▶ [Brief]: Set down every record below exactly as written.

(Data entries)
PR #386, opened 2023-05-17
use MD5 hashing to avoid long index names

### LINKED ISSUE #317: create_nonclustered_index macro does not check for index name length
I get the following error:
_Failed to execute query. Error: The identifier that starts with 'test__index_on_person_id_includes_l1234567_source_value_gender_concept_id_l_source_collection_elt_loaded_at_race_conce' is too long. Maximum length is 128._

When executing:

{{
    config({
        "materialized": 'table',
        "as_columnstore": False,
        "post-hook": [
                "{{ create_nonclustered_index(columns = ['person_id'], includes = ['l1234567_id_source_value', 'gender_concept_id','l1234567_source_collection','elt_loaded_at','race_concept_id','hospital_id_source_value' ]) }}",                                                        
        ]
    })
}}

The create_nonclustered_index  macro does not check the length of the index name:
  `{% set idx_name = (this.table + '__index_on_' + columns|join('_')|replace(" ", "_") + '_includes_' + includes|join('_')|replace(" ", "_")) %}`

So when there are too many included columns, the index name is too long.

sdebruyn:
resolves #317

### DIFF
--- a/dbt/include/sqlserver/macros/adapters/indexes.sql
+++ b/dbt/include/sqlserver/macros/adapters/indexes.sql
@@ -134,7 +134,7 @@ select @drop_remaining_indexes_last = (
 
 {{ log("Creating clustered index...") }}
 
-{% set idx_name = this.table + '__clustered_index_on_' + columns|join('_') %}
+{% set idx_name = "clustered_" + local_md5(columns | join("_")) %}
 
 if not exists(select *
                 from sys.indexes with (nolock)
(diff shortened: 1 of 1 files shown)


NicolasPA:
This index naming change is a breaking change which causes errors on our DBT models that create clustered index:
`Cannot create more than one clustered index on table *. Drop the existing clustered index * before creating another. (1902)`

Additionally, this would silently create duplicated indexes for non-clustered indexes because they can be more than one.

The easy is workaround is to full-refresh the DBT models, but it may be computationally costly.
The laborious but computationally efficient workaround is to manually rename all the indexes according to the new naming scheme.

Maybe it could be marked as a breaking-change in the[ v1.4.1 release note](https://github.com/dbt-msft/dbt-sqlserver/releases/tag/v1.4.1) to help users who will get the errors.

▶ [Reply]:
PR #386, opened 2023-05-17
use MD5 hashing to avoid long index names

### LINKED ISSUE #317: create_nonclustered_index macro does not check for index name length
I get the following error:
_Failed to execute query. Error: The identifier that starts with 'test__index_on_person_id_includes_l1234567_source_value_gender_concept_id_l_source_collection_elt_loaded_at_race_conce' is too long. Maximum length is 128._

When executing:

{{
    config({
        "materialized": 'table',
        "as_columnstore": False,
        "post-hook": [
                "{{ create_nonclustered_index(columns = ['person_id'], includes = ['l1234567_id_source_value', 'gender_concept_id','l1234567_source_collection','elt_loaded_at','race_concept_id','hospital_id_source_value' ]) }}",                                                        
        ]
    })
}}

The create_nonclustered_index  macro does not check the length of the index name:
  `{% set idx_name = (this.table + '__index_on_' + columns|join('_')|replace(" ", "_") + '_includes_' + includes|join('_')|replace(" ", "_")) %}`

So when there are too many included columns, the index name is too long.

sdebruyn:
resolves #317

### DIFF
--- a/dbt/include/sqlserver/macros/adapters/indexes.sql
+++ b/dbt/include/sqlserver/macros/adapters/indexes.sql
@@ -134,7 +134,7 @@ select @drop_remaining_indexes_last = (
 
 {{ log("Creating clustered index...") }}
 
-{% set idx_name = this.table + '__clustered_index_on_' + columns|join('_') %}
+{% set idx_name = "clustered_" + local_md5(columns | join("_")) %}
 
 if not exists(select *
                 from sys.indexes with (nolock)
(diff shortened: 1 of 1 files shown)


NicolasPA:
This index naming change is a breaking change which causes errors on our DBT models that create clustered index:
`Cannot create more than one clustered index on table *. Drop the existing clustered index * before creating another. (1902)`

Additionally, this would silently create duplicated indexes for non-clustered indexes because they can be more than one.

The easy is workaround is to full-refresh the DBT models, but it may be computationally costly.
The laborious but computationally efficient workaround is to manually rename all the indexes according to the new naming scheme.

Maybe it could be marked as a breaking-change in the[ v1.4.1 release note](https://github.com/dbt-msft/dbt-sqlserver/releases/tag/v1.4.1) to help users who will get the errors.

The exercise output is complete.